Any one of these scouts used to think nothing of politely assisting an old lady in black out of a vehicle, killing any proctor whom she inquired for, representing his employer as the lawful successor and representative of that proctor, and bearing the old lady off (sometimes greatly affected) to his employer’s office.
Really, this sentence stands in for the page-long, almost completely detachable digression (the last paragraph here) about the “kidnappers and inveiglers” who would hustle those in search of marriage licenses or management of an estate into law offices, getting into fights with each other all the while. Quite a vivid piece of Victorian London street life, that.

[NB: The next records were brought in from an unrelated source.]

PR #296, opened 2024-12-19
test(SingleProof): verify set `merge_bit` in PC->SP path disallowed

Sword-Smith:
Verify that the merge_bit must be set to false in the `ProofCollection` -> `SingleProof` branch in `SingleProof`.

Required generalization of a test-case generator which I think will come in handy later.

This PR was opened because of the change to the test-case generators which are @aszepieniec's  brain child. He should have a say here.

### DIFF
--- a/src/models/blockchain/transaction/primitive_witness.rs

“When she was a child,” he said, lifting up his head soon after we were left alone, “she used to talk to me a deal about the sea, and about them coasts where the sea got to be dark blue, and to lay a shining and a shining in the sun. I thowt, odd times, as her father being drownded made her think on it so much. I doen’t know, you see, but maybe she believed — or hoped — he had drifted out to them parts, where the flowers is always a blowing, and the country bright.”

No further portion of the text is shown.